- **Exercise details**
Give the entries again, precisely as they were written.

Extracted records
----
PR #3726, opened 2021-06-04
Fix 3rd-party training service bug

liuzhe-lz:
Environment service with web command channel needs to know the port. Otherwise it only supports 8080.
To fix this, pass whole ExperimentStartupInfo to environment service.

The template / example training service: https://github.com/liuzhe-lz/nni-training-service-template

### DIFF
--- a/ts/nni_manager/common/utils.ts
+++ b/ts/nni_manager/common/utils.ts
@@ -25,7 +25,7 @@ import { ExperimentManager } from './experimentManager';
 import { HyperParameters, TrainingService, TrialJobStatus } from './trainingService';
 
 function getExperimentRootDir(): string {
-    return getExperimentStartupInfo().getLogDir();
+    return getExperimentStartupInfo().logDir;
 }
 
 function getLogDir(): string {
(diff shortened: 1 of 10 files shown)


ts/nni_manager/common/utils.ts
```diff
@@ -213,7 +212,7 @@ function cleanupUnitTest(): void {
     Container.restore(TrainingService);
     Container.restore(DataStore);
     Container.restore(Database);
-    Container.restore(ExperimentStartupInfo);
+    setExperimentStartupInfo(true, 'unittest', 8080, 'unittest', undefined, logLevel);
```
SparkSnail, line 215: Why use 'unittest' as experiment id here?

liuzhe-lz: The original logic was snapshot ExperimentStartupInfo in `prepareUnitTest` and restore it here with IOC's utility.
To share ExperimentStartupInfo with 3rd-party training service, it is no longer an IOC container and has to be manually restored.
This line is copied from `prepareUnitTest` to restore the same state.

SparkSnail (approved):

ultmaster (approved):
----
- **Response box**
PR #3726, opened 2021-06-04
Fix 3rd-party training service bug

liuzhe-lz:
Environment service with web command channel needs to know the port. Otherwise it only supports 8080.
To fix this, pass whole ExperimentStartupInfo to environment service.

The template / example training service: https://github.com/liuzhe-lz/nni-training-service-template

### DIFF
--- a/ts/nni_manager/common/utils.ts
+++ b/ts/nni_manager/common/utils.ts
@@ -25,7 +25,7 @@ import { ExperimentManager } from './experimentManager';
 import { HyperParameters, TrainingService, TrialJobStatus } from './trainingService';
 
 function getExperimentRootDir(): string {
-    return getExperimentStartupInfo().getLogDir();
+    return getExperimentStartupInfo().logDir;
 }
 
 function getLogDir(): string {
(diff shortened: 1 of 10 files shown)


ts/nni_manager/common/utils.ts
```diff
@@ -213,7 +212,7 @@ function cleanupUnitTest(): void {
     Container.restore(TrainingService);
     Container.restore(DataStore);
     Container.restore(Database);
-    Container.restore(ExperimentStartupInfo);
+    setExperimentStartupInfo(true, 'unittest', 8080, 'unittest', undefined, logLevel);
```
SparkSnail, line 215: Why use 'unittest' as experiment id here?

liuzhe-lz: The original logic was snapshot ExperimentStartupInfo in `prepareUnitTest` and restore it here with IOC's utility.
To share ExperimentStartupInfo with 3rd-party training service, it is no longer an IOC container and has to be manually restored.
This line is copied from `prepareUnitTest` to restore the same state.

SparkSnail (approved):

ultmaster (approved):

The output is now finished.